You’re pretending that it’s what nature is doing what you update your prior. It works when sentences are shown to you in an adversarial order, but there’s the weird aspect that this prior expects the sentences to go back to being drawn from some fixed distribution afterwards. It doesn’t do a thing where it goes “ah, I’m seeing a bunch of blue blocks selectively revealed, even though I think there’s a bunch of red blocks, the next block I’ll have revealed will probably be blue”. Instead, it just sticks with its prior on red and blue blocks.

Thank you for making this! The format held my attention well, so I understood a lot whereas I might have zoned out and left if the same material had been presented more traditionally. I’m going to print it out and distribute it at work—people like zines there.

Maybe I am not sure why this mathematician is considered to be untrollable? It seems the same or a similar algorithm could drive his probabilities up and down arbitrarily within the interval [μ(S),1−μ(−S)]. If this is true, then his beliefs at any stage are essentially arbitrary with respect to this restriction. But isn’t that basically the same as saying that if the statement hasn’t been proven or disproven yet, then his beliefs don’t give any meaningful (non-trollable) further information as to whether the statement is true?

The beliefs aren’t arbitrary, they’re still reasoning according to a probability distribution over propositionally consistent “worlds”. Furthermore, the beliefs converge to a single number in the limit of updating on theorems, even if the sentence of interest is unprovable. Consider some large but finite set S of sentences that haven’t been proved yet, such that the probability of sampling a sentence in that set before sampling the sentence of interest “x”, is very close to 1. Then pick a time N, that is large enough that by that time, all the logical relations between the sentences in S will have been found. Then, with probability very close to 1, either “x” or “notx” will be sampled without going outside of S.

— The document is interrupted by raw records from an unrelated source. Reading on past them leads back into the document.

PR #430, opened 2025-12-22
Visual tests for client

Prabesh002:
This is a WIP. Also not sure if I have to manually change the ui version on the HTML files, since when I updated it wasn't updated so I updated them all.

Also the page is proper but there's still an issue for candidate page, need to fix that

image

The problem is that if we try to load any candidate from the candidate folder it will result in this type of page but if we go back and try to use the app as normal it will work in the browser so I'm a bit stuck on how to solve this so this needs to be discussed today

### DIFF
--- a/vt/specs/projects/projects.yaml
+++ b/vt/specs/projects/projects.yaml
@@ -1,7 +1,3 @@
 ---
 title: Initial Project Page Load
-steps:
-  #- goto https://rettangoli.dev
-  #- wait 2000
-  #- screenshot
 ---
--- a/vt/specs/projects/projects.yaml
+++ b/vt/specs/projects/projects.yaml
@@ -2,9 +2,7 @@
 title: Initial Project Page Load
 description: Verifies that the projects page loads correctly.
 steps:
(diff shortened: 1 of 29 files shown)


vt/specs/projects/projects.yaml
```diff
@@ -2,9 +2,5 @@
 title: Initial Project Page Load
 description: Verifies that the projects page loads correctly.
 steps:
-#TODO : to make something in vt so it can navigate to a path before taking screenshot
-# then maybe it would be possible to test the client..
- #- navigate: /projects
-  - wait: 2000
   - screenshot
```
ggbb0711: The vt has already take a screenshot before the steps, so the screenshot here is unnecessary

Prabesh002: Oh for this, i was testing the navigation so I forgot to remove it

han4wluc:
add a url property somewhere like in the spec yaml content matter, or in the cli command itself.

ggbb0711:
LGTM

So, if there’s some cool new theorem that shows up relating “x” and some sentence outside of S, like “y->x”, well, you’re almost certain to hit either “x” or “notx” before hitting “y”, because “y” is outside S, so this hot new theorem won’t affect the probabilities by more than a negligible amount.

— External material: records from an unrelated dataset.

PR #438, opened 2026-01-06
Bug Report In Client

Prabesh002:
#### Since on the tasks, you will see the videos name they will be this

[scene_character_bug]
https://github.com/user-attachments/assets/2d8a30e4-8ffb-4123-8f18-4969150d3569

[dual_character_bug]
https://github.com/user-attachments/assets/d8c114a2-ae29-47db-902e-bdaa6acaa6bb

[unresponsive_scene]
https://github.com/user-attachments/assets/85eacfb9-a18f-4e11-86f0-57c992acc591

**Some issues block from creating a proper visual novel, we should give high priority to scene related first**

### DIFF
--- a/tasks/TASK/000/TASK-038.md
+++ b/tasks/TASK/000/TASK-038.md
@@ -1,0 +1,76 @@
+---
+title: Bug Report
+status: todo
+priority: high
+assignee: anyone
+---
+
+# Description
+
+# Feedback & Issues Report
+
+## General UI / UX Issues
+
+- The input to enter the width and height for the layout container are still annoying, and the popups are still not repoisitioning correctly when first click
+- The animation editor is confusing(it combine both left/right click to activate poup, it is better to be consistence with this)
+- Somehow animation preview is not working
+- Don't know if this is my computer problem, but whenever I click to other tabs for a while and return back to the client, it freeze for a solid 20 seconds or so.
+- To delete something you need to click right click on it for a popup then choose delete, it might be better for the ux to also include an 'x' or a trashcan icon as well as right clicking to delete something
+- On the left layout, whenever there is no folder or file, it has "No items, Click to create a folder" text appears, it might be beeter to include a button here or highlight the text more to make people less confuse on how to create a folder
+- Having to go to another meny to change the character position on the screen is really anoying
+- Should add prevent default as it still functions like a browser
+
+---
+
+## Layout Editor Issues & Suggestions
+
+- In the layout editor, adding an option to stretch and shrink the element with your mouse without clicking the menu on the left would be nice
+- In the layouts editor, we can't click and drag them directly, we must click on the left menu to interact with them
+- After sometime of not focusing on the client and return back to the client, I got the this._cancelResize error. And the layouts don't show me anything
+
+---
+
+## Scene Editor Issues
+
+- Scene Editor, when first create a new scene, it give me a black screen with only a plus symbol on the left, I can't click on the tabs at the top, because there were none, so I click on the plus symbol and it create another tab
+- In the scene editor, if a line has too many text, it push the preview to the right.
+- Scene editor take a huge amount of ram on my laptop, and it is really slow
+- Scene editor, choice is not forcing people to choose. You can click on the textbox to ignore the choice completely
+- Scene editor, can't choose which section to start the preview from
+- Choice is still not working
+- In scene editor the "Add Scene" button at the bottom center doesn't turn on the popup immediately, but it need to be pressed on the editor zomming map to turn on the popup. Need to turn on the popup immediately
+- In scene editor, the arrow only correct between scenes whenever there is an arrow from one scene to another
+
+---
+
+## Bugs
+
+1) when adding character on scene it's buggy and when deleting the character it's not properly deleting (or showing delete option where the character is not there) and not showing the option where the character is there  
+video name -> `scene_character_bug`
+
+2) Character immediately not updated on the scene page when i add on the same line with existing character  
+video name -> `dual_character_bug`
+
+3) When removing items it's not immediately updated on state page properly and sometimes evn on the section page
+
+4) Unresponsive Scene layout, it's very buggy as shown in the below video  
+video name -> `unresponsive_scene`
+
+5) If audio resource is removed from asset and if it's present on that line then it will not trigger that line and show blank  
+error -> `Uncaught TypeError: s is not iterable`
+
+---
+
+## UX Problems
+
+1) On character we need to be able to layer pictures like expressions or other things which is not supported in the client  
+2) On the sounds page, when playing audio, can make the slider more visible so it's intent is clear  
+3) User can benefit from keyboard actions, like delete to delete, f2 to rename, and other stuff which is not here in the creator
+
+---
+
+## Confused / Suggestions
+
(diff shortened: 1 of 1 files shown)


tasks/TASK/000/TASK-038.md
```diff
@@ -0,0 +1,83 @@
...
+
+1) On character we need to be able to layer pictures like expressions or other things which is not supported in the client  
+2) On the sounds page, when playing audio, can make the slider more visible so it's intent is clear  
+3) User can benefit from keyboard actions, like delete to delete, f2 to rename, and other stuff which is not here in the creator
+
+---
+
+## Confused / Suggestions
+
+- Adding multiple character on the same line causes to hide the previous character (if the character is same) need info on this, not sure if a bug or intended
```
han4wluc, line 81: yes this is intended. discussed on discord

tasks/TASK/000/TASK-038.md
```diff
@@ -0,0 +1,83 @@
...
+- In the layouts editor, we can't click and drag them directly, we must click on the left menu to interact with them
+- After sometime of not focusing on the client and return back to the client, I got the this._cancelResize error. And the layouts don't show me anything
+
+---
+
+## Scene Editor Issues
+
+- Scene Editor, when first create a new scene, it give me a black screen with only a plus symbol on the left, I can't click on the tabs at the top, because there were none, so I click on the plus symbol and it create another tab
+- In the scene editor, if a line has too many text, it push the preview to the right.
+- Scene editor take a huge amount of ram on my laptop, and it is really slow
```
han4wluc: is this for the development version or the download production version?
how much ram is it taking?

ggbb0711: This is for the development, I think it might be a local problem.

tasks/TASK/000/TASK-038.md
```diff
@@ -0,0 +1,83 @@
...
+# Description
+
+# Feedback & Issues Report
+
+## General UI / UX Issues
+
+- The input to enter the width and height for the layout container are still annoying, and the popups are still not repoisitioning correctly when first click
+- The animation editor is confusing(it combine both left/right click to activate poup, it is better to be consistence with this)
+- Somehow animation preview is not working
+- Don't know if this is my computer problem, but whenever I click to other tabs for a while and return back to the client, it freeze for a solid 20 seconds or so.
```
han4wluc: need to find the root cause for this.
if you encoutner it, other users will also encounter it

tasks/TASK/000/TASK-038.md
```diff
@@ -0,0 +1,83 @@
...
+- To delete something you need to click right click on it for a popup then choose delete, it might be better for the ux to also include an 'x' or a trashcan icon as well as right clicking to delete something
```
han4wluc: right click to delete is ok, as long as is consistent all around.

problem with x is:
- more ugly, takes space
- can be misclicked, so will need to add a confirmation dialog.

tasks/TASK/000/TASK-038.md
```diff
@@ -0,0 +1,83 @@
...
+
+- In the layout editor, adding an option to stretch and shrink the element with your mouse without clicking the menu on the left would be nice
+- In the layouts editor, we can't click and drag them directly, we must click on the left menu to interact with them
+- After sometime of not focusing on the client and return back to the client, I got the this._cancelResize error. And the layouts don't show me anything
+
+---
+
+## Scene Editor Issues
+
+- Scene Editor, when first create a new scene, it give me a black screen with only a plus symbol on the left, I can't click on the tabs at the top, because there were none, so I click on the plus symbol and it create another tab
```
han4wluc: are the lines there? there should be like 30 empty lines.

tasks/TASK/000/TASK-038.md
```diff
@@ -0,0 +1,83 @@
...
+- In the scene editor, if a line has too many text, it push the preview to the right.
+- Scene editor take a huge amount of ram on my laptop, and it is really slow
+- Scene editor, choice is not forcing people to choose. You can click on the textbox to ignore the choice completely
+- Scene editor, can't choose which section to start the preview from
+- Choice is still not working
```
han4wluc: which part of choice is not working?

tasks/TASK/000/TASK-038.md
```diff
@@ -0,0 +1,83 @@
...
+- After sometime of not focusing on the client and return back to the client, I got the this._cancelResize error. And the layouts don't show me anything
+
+---
+
+## Scene Editor Issues
+
+- Scene Editor, when first create a new scene, it give me a black screen with only a plus symbol on the left, I can't click on the tabs at the top, because there were none, so I click on the plus symbol and it create another tab
+- In the scene editor, if a line has too many text, it push the preview to the right.
+- Scene editor take a huge amount of ram on my laptop, and it is really slow
+- Scene editor, choice is not forcing people to choose. You can click on the textbox to ignore the choice completely
```
han4wluc: solution:
in route-engine in selectRenderState addChoice function. add an overlay that will prevent click.

tasks/TASK/000/TASK-038.md
```diff
@@ -0,0 +1,83 @@
...
+- Scene editor, can't choose which section to start the preview from
+- Choice is still not working
+- In scene editor the "Add Scene" button at the bottom center doesn't turn on the popup immediately, but it need to be pressed on the editor zomming map to turn on the popup. Need to turn on the popup immediately
+- In scene editor, the arrow only correct between scenes whenever there is an arrow from one scene to another
```
han4wluc: sorry, didn't get this one.

tasks/TASK/000/TASK-038.md
ggbb0711: no, the lines weren't there

tasks/TASK/000/TASK-038.md
ggbb0711: I meant the arrow only connect between scenes

tasks/TASK/000/TASK-038.md
ggbb0711: I have checked again, and it seem to be a white-space issue, it only breaks with white-space, so If we want to change it we can probably change the `word-breaks` props

tasks/TASK/000/TASK-038.md
ggbb0711: I click on the choice to direct to a new scene but it didn't transition to the new scene.

tasks/TASK/000/TASK-038.md
Prabesh002: This one, can be solved through keyboard actions instead I believe

tasks/TASK/000/TASK-038.md
ggbb0711: Where is this exactly, and when is it? Because I saw in some videos you used to allow 2 characters before?

Prabesh002: It's for the same character only

ggbb0711: why though, don't most visual novel have multiple character on the screens?

han4wluc: he meant adding multiple instance of same characer.
it is common to have character A and character B on the same screen. it is uncommon to have 2 instance of character A on the screen.
anyways this is solved already. can support 2 instance of character A now.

Also I figured out how to generalize the prior a bit to take into account arbitrary constraints other than propositional consistency, though there’s still kinks to iron out in that one. Check this.

Has trolling people into providing untrollable models been reused? Seems worth trying.

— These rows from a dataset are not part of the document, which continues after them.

PR #443, opened 2026-01-07
Fix/fix animation

ggbb0711:
I have updated the default `resetState` to make the routeGraphic use updateRect instead of addRect. The problem here is that the white rectangle properties will not be reset to the center when we open up a new animation or add a new animtation. Only when we play a new preview does it update the animation.

https://github.com/user-attachments/assets/aef6ed90-9428-4dd1-8ad4-4a131e61954e


src/pages/tweens/tweens.constants.js
```diff
@@ -0,0 +1,33 @@
+const CANVAS_WIDTH = 1920;
```
han4wluc, line 1: rename to `tweens.constatns.js` to be consistent with other files.

han4wluc (approved):

src/pages/tweens/tweens.store.js
```diff
@@ -1,4 +1,5 @@
 import { toFlatGroups, toFlatItems } from "insieme";
+import { resetState } from "./constants";
```
han4wluc, line 2: @NghiaTT200000 you forgot to update this.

Do the pictures load for other people? Because they don’t load for me.

Oh wait. Just that browser.

Many (though not all) of the images are broken links right now. Could we get them re-uploaded somewhere else?

I just tried to fix that, and also the spacing issues. Let me know if it’s still broken.

I don’t understand where that

^{1}⁄_{2}comes from. Unless I have made a gross mistake P(A|A ⇒ B) < P(A) even if P(A&B) > P(A¬(B)). In your first example, if I swap P(AB) and P(A¬(B)) so that P(AB) = .5 and P(A¬(B))=.3 then P(A|A=>B) = .5/.7 ~ 0.71 < 0.8 = P(A).This confused me as well. This being true ensures that the ratio P(A):P(not A) doubles at each step. But part of this comic seems to imply that being less than a half stops the trolling, when it should only stop the trolling from proceeding at such a fast-paced rate.

This prior isn’t trollable in the original sense, but it is trollable in a weaker sense that still strikes me as important. Since μ must sum to 1, only finitely many sentences S can have μ(S)>ϵ for a given ϵ>0. So we can choose some finite set of “important sentences” and control their oscillations in a practical sense, but if there’s any ϵ>0 such that we think oscillations across the range (ϵ, 1−ϵ) are a bad thing, all but finitely many sentences can exhibit this bad behavior.

It seems especially bad that we can only prevent “up-to-ϵ trolling” for

finitesets of sentences, since in PA (or whatever) there are plenty of countable sets of sentences that seem “essentially the same” (like the ones you get from an induction argument), and it feels very unnatural to choose finite subsets of these and distinguish them from the others, even (or especially?) if we pretend we have no prior knowledge beyond the axioms.